Records contained in a dataset

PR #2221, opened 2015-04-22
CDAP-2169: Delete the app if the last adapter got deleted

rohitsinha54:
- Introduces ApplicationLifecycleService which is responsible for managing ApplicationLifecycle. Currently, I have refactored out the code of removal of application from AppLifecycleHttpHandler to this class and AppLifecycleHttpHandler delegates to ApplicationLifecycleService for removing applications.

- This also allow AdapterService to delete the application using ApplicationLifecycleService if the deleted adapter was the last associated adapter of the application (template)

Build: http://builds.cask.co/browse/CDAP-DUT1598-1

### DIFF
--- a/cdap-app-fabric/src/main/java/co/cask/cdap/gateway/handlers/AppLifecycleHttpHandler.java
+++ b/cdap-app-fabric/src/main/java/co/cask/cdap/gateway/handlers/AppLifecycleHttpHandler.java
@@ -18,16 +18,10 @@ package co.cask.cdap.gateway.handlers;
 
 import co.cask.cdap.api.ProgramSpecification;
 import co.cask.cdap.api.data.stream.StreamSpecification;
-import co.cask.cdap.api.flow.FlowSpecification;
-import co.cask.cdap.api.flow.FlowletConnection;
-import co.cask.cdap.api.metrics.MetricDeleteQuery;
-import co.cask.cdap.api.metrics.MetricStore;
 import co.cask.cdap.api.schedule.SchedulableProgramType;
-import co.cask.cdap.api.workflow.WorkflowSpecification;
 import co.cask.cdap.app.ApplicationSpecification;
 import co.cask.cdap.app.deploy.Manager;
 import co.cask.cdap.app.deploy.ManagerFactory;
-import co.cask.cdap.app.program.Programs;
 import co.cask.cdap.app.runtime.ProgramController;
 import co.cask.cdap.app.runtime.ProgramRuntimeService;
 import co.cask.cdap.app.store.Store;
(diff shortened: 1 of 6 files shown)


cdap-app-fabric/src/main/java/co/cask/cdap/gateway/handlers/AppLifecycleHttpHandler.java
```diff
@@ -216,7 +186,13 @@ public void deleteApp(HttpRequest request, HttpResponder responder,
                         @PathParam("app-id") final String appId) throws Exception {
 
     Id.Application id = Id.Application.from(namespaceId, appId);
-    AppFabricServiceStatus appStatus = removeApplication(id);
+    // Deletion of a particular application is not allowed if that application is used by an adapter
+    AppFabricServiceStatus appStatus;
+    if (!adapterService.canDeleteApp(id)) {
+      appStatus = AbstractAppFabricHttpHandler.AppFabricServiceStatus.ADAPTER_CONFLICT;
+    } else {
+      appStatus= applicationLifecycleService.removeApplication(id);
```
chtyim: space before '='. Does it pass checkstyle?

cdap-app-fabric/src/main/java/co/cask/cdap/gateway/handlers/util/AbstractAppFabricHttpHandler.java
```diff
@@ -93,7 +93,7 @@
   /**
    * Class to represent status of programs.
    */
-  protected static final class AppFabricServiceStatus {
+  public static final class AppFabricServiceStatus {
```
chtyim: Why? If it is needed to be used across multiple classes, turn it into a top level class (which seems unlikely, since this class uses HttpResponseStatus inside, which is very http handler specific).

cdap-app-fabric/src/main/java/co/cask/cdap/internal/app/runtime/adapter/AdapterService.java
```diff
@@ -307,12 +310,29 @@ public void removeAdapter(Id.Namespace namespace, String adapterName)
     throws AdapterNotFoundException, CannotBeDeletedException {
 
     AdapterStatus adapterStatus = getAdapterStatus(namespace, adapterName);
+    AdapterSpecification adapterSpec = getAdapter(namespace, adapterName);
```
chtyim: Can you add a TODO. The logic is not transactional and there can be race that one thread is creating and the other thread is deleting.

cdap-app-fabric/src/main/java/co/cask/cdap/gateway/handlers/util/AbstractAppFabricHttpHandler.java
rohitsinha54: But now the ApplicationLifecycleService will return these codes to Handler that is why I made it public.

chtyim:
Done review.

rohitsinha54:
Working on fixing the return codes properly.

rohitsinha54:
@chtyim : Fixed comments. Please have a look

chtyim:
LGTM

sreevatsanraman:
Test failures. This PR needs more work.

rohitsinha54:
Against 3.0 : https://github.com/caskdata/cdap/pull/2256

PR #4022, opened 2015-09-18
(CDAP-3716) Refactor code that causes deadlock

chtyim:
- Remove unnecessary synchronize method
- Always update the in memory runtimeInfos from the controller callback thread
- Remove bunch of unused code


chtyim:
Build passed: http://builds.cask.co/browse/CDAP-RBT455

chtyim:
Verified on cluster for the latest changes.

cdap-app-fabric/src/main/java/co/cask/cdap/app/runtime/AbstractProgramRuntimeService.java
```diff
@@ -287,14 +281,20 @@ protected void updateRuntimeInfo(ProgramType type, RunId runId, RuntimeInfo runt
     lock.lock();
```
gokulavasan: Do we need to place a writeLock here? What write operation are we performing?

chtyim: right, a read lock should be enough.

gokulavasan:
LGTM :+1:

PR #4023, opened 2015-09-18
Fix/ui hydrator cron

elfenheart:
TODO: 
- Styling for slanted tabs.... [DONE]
---
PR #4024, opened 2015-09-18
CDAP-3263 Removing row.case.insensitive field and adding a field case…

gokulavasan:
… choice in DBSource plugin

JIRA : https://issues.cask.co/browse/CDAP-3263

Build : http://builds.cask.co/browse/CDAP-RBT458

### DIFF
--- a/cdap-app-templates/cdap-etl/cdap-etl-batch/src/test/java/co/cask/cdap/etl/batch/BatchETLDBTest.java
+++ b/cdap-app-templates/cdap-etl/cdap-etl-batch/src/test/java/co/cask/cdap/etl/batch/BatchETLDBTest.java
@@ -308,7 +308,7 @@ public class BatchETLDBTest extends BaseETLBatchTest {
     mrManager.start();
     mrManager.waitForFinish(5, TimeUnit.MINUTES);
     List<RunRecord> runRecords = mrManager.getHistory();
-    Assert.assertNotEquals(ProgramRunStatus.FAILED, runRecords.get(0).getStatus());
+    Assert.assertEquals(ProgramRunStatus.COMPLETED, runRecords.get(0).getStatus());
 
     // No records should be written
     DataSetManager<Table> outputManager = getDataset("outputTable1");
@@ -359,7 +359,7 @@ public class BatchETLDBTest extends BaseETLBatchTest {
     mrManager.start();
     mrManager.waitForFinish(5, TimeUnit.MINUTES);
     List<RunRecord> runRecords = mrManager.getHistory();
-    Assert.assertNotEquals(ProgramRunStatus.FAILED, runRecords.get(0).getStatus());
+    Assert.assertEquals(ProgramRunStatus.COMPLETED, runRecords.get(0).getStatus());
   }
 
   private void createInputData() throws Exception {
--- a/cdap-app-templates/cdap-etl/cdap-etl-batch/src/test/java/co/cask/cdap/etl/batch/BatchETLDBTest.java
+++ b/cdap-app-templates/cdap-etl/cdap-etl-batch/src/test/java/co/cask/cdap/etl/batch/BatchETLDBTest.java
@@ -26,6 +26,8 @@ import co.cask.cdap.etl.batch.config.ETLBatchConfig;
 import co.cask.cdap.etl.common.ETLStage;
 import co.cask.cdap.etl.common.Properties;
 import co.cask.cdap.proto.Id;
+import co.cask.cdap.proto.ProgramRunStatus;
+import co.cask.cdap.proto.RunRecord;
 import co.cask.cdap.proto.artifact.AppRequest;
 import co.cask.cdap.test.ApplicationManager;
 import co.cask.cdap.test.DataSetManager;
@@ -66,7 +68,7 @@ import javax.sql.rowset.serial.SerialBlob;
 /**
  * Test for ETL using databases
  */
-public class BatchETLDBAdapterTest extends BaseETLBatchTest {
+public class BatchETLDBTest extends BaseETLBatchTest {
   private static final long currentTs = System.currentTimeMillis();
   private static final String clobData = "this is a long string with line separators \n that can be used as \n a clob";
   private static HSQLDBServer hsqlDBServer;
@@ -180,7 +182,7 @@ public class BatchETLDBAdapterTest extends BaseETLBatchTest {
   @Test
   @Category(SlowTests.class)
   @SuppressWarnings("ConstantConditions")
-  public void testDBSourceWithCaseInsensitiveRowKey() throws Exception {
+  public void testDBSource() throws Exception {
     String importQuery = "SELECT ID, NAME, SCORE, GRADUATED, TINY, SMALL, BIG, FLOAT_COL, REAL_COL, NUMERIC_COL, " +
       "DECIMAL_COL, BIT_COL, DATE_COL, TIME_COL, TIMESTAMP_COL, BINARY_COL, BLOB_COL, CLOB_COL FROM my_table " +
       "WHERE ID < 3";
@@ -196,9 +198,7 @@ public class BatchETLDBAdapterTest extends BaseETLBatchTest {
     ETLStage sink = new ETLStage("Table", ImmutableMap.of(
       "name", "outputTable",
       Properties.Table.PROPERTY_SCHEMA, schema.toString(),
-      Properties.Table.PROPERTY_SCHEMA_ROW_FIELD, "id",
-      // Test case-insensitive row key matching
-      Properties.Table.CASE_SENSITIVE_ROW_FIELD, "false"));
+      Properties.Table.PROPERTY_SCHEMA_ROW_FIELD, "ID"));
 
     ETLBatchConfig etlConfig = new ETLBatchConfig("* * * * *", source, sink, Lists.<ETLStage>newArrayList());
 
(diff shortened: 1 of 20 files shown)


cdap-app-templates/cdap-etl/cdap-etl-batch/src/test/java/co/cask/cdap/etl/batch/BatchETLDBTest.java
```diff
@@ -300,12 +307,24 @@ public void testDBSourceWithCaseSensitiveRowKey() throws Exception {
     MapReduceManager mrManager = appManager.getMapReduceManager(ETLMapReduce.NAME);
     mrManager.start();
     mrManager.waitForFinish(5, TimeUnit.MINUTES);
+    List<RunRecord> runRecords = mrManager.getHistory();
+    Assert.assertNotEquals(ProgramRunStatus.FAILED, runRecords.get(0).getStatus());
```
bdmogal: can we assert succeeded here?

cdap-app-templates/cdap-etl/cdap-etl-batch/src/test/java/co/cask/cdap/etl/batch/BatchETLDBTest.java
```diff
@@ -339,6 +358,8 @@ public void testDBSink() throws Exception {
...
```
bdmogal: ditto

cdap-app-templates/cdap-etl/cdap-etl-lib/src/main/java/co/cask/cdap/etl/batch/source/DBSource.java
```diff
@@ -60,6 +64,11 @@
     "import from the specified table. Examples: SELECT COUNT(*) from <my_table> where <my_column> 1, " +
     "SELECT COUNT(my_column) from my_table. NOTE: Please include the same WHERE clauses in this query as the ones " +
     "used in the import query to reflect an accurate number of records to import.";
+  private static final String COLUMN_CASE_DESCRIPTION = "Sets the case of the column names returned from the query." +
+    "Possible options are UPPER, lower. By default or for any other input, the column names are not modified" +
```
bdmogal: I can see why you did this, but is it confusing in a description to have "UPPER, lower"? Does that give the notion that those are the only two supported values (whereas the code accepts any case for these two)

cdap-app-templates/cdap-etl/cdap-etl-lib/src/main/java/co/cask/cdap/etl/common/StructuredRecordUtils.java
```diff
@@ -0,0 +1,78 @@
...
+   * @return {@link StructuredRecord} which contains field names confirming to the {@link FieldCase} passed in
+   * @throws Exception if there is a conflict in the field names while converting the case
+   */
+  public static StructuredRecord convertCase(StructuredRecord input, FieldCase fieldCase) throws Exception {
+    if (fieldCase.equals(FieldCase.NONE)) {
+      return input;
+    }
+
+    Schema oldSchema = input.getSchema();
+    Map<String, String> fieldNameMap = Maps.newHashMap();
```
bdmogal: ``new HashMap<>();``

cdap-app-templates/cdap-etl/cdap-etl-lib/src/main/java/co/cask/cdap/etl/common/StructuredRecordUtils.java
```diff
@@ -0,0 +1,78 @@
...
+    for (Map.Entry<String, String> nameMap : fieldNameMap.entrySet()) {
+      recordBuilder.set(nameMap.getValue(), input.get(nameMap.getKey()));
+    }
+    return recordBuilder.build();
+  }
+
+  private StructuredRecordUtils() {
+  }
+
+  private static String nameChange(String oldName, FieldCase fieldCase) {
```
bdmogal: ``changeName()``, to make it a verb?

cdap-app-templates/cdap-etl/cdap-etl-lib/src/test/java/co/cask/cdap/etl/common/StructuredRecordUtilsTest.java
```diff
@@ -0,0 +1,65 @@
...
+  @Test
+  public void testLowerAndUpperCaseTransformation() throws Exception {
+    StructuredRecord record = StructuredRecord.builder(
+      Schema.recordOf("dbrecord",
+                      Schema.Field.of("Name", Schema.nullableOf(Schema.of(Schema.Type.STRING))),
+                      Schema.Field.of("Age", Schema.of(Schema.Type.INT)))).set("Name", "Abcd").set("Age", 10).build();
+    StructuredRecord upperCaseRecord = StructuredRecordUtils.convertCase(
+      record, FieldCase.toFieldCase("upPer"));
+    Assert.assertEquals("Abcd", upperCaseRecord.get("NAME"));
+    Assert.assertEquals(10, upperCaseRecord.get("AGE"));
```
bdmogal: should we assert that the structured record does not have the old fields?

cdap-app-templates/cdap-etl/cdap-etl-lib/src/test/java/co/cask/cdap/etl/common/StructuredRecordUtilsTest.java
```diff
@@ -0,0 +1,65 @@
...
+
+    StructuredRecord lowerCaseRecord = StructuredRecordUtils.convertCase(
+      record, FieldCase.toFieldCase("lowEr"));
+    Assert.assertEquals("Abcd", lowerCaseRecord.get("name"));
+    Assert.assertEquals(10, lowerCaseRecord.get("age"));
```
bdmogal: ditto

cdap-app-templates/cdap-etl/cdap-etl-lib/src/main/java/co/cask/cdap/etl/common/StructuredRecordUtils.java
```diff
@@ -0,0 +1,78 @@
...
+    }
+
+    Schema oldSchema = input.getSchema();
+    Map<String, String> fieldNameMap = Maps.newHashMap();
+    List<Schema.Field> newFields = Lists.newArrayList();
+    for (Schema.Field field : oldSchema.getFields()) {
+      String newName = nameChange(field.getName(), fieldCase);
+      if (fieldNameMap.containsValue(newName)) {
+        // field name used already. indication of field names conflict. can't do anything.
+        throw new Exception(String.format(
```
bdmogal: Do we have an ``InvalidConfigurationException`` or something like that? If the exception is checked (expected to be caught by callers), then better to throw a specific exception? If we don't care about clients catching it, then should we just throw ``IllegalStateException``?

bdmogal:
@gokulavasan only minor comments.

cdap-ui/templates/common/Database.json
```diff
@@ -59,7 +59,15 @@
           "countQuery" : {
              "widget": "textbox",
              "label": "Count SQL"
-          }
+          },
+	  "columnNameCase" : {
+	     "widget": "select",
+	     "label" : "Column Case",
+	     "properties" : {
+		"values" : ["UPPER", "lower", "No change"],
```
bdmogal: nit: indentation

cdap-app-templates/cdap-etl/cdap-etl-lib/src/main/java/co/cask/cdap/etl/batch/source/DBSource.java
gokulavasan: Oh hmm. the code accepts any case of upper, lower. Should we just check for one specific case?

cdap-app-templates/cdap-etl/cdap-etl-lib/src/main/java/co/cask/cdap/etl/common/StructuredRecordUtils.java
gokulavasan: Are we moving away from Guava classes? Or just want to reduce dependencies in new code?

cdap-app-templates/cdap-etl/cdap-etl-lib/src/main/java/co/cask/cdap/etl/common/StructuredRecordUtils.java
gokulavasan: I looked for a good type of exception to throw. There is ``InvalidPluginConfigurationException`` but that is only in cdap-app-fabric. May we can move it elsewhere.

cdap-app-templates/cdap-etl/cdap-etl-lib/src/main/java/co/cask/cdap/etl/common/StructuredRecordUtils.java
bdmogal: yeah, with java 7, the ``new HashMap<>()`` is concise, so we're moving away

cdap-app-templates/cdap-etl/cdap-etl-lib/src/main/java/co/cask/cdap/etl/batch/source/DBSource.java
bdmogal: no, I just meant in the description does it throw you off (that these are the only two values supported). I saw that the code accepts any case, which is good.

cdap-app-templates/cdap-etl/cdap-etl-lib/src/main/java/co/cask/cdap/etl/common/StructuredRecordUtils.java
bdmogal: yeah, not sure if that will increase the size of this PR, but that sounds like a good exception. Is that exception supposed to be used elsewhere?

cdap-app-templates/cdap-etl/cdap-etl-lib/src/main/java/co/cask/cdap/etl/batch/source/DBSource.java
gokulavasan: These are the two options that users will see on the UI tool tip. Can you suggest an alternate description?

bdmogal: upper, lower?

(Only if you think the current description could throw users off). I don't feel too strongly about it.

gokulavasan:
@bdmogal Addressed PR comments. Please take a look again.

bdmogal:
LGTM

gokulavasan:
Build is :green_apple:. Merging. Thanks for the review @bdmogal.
--
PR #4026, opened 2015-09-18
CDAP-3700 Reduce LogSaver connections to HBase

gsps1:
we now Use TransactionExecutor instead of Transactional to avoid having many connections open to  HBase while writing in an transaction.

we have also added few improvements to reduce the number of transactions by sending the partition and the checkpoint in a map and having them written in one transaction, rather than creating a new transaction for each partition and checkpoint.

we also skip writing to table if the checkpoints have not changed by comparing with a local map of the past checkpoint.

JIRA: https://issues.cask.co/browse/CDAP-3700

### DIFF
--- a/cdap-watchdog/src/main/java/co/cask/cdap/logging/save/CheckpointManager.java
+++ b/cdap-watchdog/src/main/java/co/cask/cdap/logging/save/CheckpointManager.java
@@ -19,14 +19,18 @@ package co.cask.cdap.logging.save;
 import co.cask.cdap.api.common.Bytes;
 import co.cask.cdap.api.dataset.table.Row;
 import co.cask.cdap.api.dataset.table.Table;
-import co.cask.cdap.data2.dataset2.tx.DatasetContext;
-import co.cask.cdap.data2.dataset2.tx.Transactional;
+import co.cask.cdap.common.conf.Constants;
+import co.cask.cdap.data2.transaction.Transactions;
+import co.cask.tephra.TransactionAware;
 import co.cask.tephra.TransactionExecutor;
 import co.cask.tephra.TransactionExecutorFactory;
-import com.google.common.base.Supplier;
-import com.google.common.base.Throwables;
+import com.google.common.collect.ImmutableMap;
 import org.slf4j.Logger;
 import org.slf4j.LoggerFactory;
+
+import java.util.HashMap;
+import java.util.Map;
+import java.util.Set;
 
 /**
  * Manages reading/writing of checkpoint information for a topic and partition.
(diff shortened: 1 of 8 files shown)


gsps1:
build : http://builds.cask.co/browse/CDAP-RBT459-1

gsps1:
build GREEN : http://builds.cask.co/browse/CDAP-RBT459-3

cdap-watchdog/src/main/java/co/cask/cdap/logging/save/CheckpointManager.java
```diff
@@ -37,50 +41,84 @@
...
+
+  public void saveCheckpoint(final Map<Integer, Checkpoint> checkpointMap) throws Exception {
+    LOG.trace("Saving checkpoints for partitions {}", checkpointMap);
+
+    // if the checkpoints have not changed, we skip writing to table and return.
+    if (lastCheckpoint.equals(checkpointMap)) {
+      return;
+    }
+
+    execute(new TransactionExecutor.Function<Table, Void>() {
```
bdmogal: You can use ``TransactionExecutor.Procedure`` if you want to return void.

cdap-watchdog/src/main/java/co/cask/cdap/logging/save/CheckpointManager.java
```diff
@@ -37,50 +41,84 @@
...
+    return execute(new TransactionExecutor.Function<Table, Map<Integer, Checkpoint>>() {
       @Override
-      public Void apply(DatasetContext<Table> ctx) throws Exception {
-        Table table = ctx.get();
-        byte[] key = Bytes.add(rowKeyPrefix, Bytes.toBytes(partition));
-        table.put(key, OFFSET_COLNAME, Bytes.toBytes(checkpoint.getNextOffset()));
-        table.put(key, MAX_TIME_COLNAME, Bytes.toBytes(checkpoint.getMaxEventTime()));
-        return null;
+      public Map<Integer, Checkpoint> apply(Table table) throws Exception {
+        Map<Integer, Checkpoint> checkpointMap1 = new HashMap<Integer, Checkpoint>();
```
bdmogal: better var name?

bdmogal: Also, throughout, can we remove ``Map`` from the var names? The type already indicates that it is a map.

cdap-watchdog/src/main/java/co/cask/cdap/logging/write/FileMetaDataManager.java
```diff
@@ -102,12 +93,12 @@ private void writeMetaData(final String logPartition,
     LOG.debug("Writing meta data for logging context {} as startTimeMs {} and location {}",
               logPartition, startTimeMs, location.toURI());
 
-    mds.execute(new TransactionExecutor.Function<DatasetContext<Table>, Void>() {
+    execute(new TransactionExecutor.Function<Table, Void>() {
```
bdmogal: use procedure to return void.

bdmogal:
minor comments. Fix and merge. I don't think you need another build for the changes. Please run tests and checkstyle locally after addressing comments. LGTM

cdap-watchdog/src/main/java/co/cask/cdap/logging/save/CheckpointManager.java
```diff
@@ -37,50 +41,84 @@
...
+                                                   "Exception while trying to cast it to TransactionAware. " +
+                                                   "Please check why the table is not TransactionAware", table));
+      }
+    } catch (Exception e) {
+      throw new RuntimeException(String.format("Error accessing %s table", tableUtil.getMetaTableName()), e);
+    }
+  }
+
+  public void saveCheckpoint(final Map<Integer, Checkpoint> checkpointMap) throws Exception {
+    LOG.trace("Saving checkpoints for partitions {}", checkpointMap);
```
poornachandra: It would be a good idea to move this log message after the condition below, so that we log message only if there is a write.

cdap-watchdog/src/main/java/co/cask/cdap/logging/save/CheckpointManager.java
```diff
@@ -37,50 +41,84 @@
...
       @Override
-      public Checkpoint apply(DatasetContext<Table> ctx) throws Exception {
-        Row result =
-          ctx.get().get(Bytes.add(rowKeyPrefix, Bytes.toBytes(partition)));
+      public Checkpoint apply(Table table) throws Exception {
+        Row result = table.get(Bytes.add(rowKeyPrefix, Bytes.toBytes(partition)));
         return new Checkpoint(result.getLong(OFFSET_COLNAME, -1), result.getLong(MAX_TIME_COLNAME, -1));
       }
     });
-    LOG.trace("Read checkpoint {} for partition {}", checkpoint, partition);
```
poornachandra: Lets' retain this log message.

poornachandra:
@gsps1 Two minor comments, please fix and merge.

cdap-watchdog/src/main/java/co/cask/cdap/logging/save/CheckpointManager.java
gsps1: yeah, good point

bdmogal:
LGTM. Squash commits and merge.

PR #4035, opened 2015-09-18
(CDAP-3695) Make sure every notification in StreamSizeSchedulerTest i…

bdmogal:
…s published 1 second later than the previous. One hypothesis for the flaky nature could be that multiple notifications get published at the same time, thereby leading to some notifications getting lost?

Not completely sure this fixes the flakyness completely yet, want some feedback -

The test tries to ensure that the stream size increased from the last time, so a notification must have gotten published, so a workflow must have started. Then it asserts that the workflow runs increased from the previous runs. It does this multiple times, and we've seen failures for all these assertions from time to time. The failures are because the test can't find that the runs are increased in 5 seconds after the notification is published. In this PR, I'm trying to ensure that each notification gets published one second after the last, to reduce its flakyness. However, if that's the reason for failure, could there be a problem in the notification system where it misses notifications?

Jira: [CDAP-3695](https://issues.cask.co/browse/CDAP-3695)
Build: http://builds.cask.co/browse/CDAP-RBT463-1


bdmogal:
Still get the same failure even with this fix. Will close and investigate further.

**Task goal**
Above are the entries; copy every line among them that contains the word "changes".

**Written answer**
Verified on cluster for the latest changes.
minor comments. Fix and merge. I don't think you need another build for the changes. Please run tests and checkstyle locally after addressing comments. LGTM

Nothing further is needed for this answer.